How to copy text from a cell on Excel file to a PDF form with py

ghz 7months ago ⋅ 44 views

How to copy text from a cell on Excel file to a PDF form with python?

I'm developing a Python script that reads a specific cell from an Excel file, say B6, and transcribes it to a text box on a PDF form, let's say the text box is called Formulary unite_3.

Python correctly reads the text inside the Excel cell, even prints it, and transfers it to the form, but when I open the pdf file it is not visible until I click on the file.

I already tried to fix the problems, I even made a mini script that allows you to see the properties of the text box to see the behavior, and what I deduce is that what you put in the form you put layers behind. I attach my analysis below:

With this, the text doesn't appear (done indirectly with Python):

{'/AP': {'/N': IndirectObject(113, 0)}, '/DA': '/Helv  0 Tf 0 g', '/DR': {'/Encoding': {'/PDFDocEncoding': IndirectObject(110, 0)}, '/Font': {'/Helv': IndirectObject(111, 0)}}, '/F': 4, '/FT': '/Tx', '/P': IndirectObject(106, 0), '/Rect': [120.84, 600.24, 293.28, 617.16], '/Subtype': '/Widget', '/T': 'Formulary unite_3', '/TU': 'First Name', '/Type': '/Annot', '/V': 'Hola Mundo'}

With this, the text appears (done directly with Adobe Acrobat Reader):

#{'/AP': {'/N': IndirectObject(48, 0)}, '/DA': '/Helv  0 Tf 0 g', '/DR': {'/Encoding': {'/PDFDocEncoding': IndirectObject(772, 0)}, '/Font': {'/Helv': IndirectObject(773, 0)}}, '/F': 4, '/FT': '/Tx', '/P': IndirectObject(1, 0), '/Rect': [120.84, 600.24, 293.28, 617.16], '/Subtype': '/Widget', '/T': 'Formulary unite_3', '/TU': 'First Name', '/Type': '/Annot', '/V': 'Hola Mundo'}

I have tried many libraries but nothing has changed.

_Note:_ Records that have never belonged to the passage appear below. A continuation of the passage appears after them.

PR #4209, opened 2020-09-22
Shlex quote ssh options

dannyroberts:
Review commit-by-commit. The third commit is the only behavior change. Typical of escaping, we never noticed this because we so far haven't used ssh options that require escaping (due to presence of ` `, `'`, `"`, etc), and so by accident the escaped and unescaped versions are the same. This fixes it to work for ssh option values that contain those characters.

### DIFF
--- a/src/commcare_cloud/commands/ansible/helpers.py
+++ b/src/commcare_cloud/commands/ansible/helpers.py
@@ -13,6 +13,7 @@ from commcare_cloud.colors import color_error, color_success
 from commcare_cloud.environment.paths import ANSIBLE_DIR, ANSIBLE_ROLES_PATH, ANSIBLE_COLLECTIONS_PATHS
 from six.moves import shlex_quote
 from six.moves import range
+from six.moves import map
 
 DEPRECATED_ANSIBLE_ARGS = []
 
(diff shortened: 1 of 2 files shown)


dannyroberts:
Nope, I got the logic here wrong. Will replace with another PR

dannyroberts:
Hey nice @millerdev :)
```
ERROR: Unexpected diff after modernize
diff --git a/src/commcare_cloud/commands/ansible/helpers.py b/src/commcare_cloud/commands/ansible/helpers.py
index 88b6162..6bc1c03 100644
--- a/src/commcare_cloud/commands/ansible/helpers.py
+++ b/src/commcare_cloud/commands/ansible/helpers.py
@@ -13,6 +13,7 @@ from commcare_cloud.colors import color_error, color_success
 from commcare_cloud.environment.paths import ANSIBLE_DIR, ANSIBLE_ROLES_PATH, ANSIBLE_COLLECTIONS_PATHS
 from six.moves import shlex_quote
 from six.moves import range
+from six.moves import map
```
for anyone who hasn't seen it https://github.com/dimagi/commcare-cloud/pull/4203 makes the build start to point out what you have to do to be python3 compatible with any new changes (by failing the build and printing out the diff).

snopoke (approved):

I am currently using PyPDF2 which has given me better results. I leave you my script and if someone could help me please, I am very desperate for this.

I purposely left out the Excel part because I could already get that to work, and replaced it with Hola Mundo for practicality purposes.

Python Script

Part of form where it should appear at a glance

Part of the form where it can only be viewed by clicking

Answers

It seems like the issue might be related to how the text is being added to the PDF form. It's possible that the text is being added as an annotation (a form field) rather than as actual content in the PDF page.

To ensure that the text appears directly on the PDF page and is visible without requiring user interaction, you can try using a library like reportlab to generate a new PDF with the text added as content.

Here's a basic example of how you can use reportlab to create a new PDF with the text:

from reportlab.pdfgen import canvas

# Create a new PDF
pdf_path = 'output.pdf'
c = canvas.Canvas(pdf_path)

# Set font and size
c.setFont("Helvetica", 12)

# Set position to place the text
x, y = 100, 600

# Add the text to the PDF
text = "Hola Mundo"
c.drawString(x, y, text)

# Save the PDF
c.save()

This script will create a new PDF file (output.pdf) with the text "Hola Mundo" added at position (100, 600) on the page.

Once you have the text added as content in the PDF, it should be visible without requiring user interaction.

You can then combine this with your existing code that reads from the Excel file to dynamically populate the text content before generating the PDF.